(Collected data entries)
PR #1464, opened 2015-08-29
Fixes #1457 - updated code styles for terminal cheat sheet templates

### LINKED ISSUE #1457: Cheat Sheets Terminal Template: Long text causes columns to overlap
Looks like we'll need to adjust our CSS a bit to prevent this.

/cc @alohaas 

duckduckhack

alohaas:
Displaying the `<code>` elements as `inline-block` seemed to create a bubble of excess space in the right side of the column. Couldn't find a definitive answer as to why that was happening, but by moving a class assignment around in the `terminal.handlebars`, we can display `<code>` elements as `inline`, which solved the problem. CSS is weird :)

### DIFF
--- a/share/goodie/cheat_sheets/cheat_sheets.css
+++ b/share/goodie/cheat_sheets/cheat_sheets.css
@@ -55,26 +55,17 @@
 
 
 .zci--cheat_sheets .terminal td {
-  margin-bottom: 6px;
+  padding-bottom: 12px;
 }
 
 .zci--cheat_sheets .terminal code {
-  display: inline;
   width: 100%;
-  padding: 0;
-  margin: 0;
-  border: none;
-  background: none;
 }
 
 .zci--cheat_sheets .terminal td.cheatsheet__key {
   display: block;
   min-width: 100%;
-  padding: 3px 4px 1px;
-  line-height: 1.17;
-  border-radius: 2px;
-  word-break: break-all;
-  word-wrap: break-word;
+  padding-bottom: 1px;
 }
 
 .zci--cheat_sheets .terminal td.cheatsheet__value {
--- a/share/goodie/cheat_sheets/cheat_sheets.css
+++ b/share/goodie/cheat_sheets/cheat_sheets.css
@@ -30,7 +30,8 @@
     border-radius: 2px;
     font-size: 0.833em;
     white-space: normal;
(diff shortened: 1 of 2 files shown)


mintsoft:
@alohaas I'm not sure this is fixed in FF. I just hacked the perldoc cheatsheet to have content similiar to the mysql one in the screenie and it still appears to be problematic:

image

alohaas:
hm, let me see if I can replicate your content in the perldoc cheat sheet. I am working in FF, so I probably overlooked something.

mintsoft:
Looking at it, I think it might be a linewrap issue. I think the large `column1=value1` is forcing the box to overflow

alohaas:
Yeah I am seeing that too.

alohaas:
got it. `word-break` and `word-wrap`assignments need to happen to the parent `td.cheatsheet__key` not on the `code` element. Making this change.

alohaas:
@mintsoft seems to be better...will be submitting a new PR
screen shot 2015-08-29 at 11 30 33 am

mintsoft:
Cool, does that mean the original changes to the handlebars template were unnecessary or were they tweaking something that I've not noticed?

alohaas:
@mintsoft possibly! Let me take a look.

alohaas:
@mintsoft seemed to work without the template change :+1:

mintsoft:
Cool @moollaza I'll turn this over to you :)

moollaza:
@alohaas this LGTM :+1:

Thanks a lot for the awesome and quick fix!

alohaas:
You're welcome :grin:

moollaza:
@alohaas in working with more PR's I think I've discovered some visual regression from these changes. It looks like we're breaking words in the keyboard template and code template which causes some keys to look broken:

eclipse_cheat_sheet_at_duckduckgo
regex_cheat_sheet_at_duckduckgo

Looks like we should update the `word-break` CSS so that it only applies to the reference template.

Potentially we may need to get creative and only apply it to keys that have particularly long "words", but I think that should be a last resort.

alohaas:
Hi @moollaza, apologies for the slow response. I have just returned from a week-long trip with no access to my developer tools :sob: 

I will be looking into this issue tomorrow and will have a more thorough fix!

EXERCISE PROMPT: Considering only lines that contain the word "block", say how many there are in the data, with no other text.

RESPONSE BELOW: 2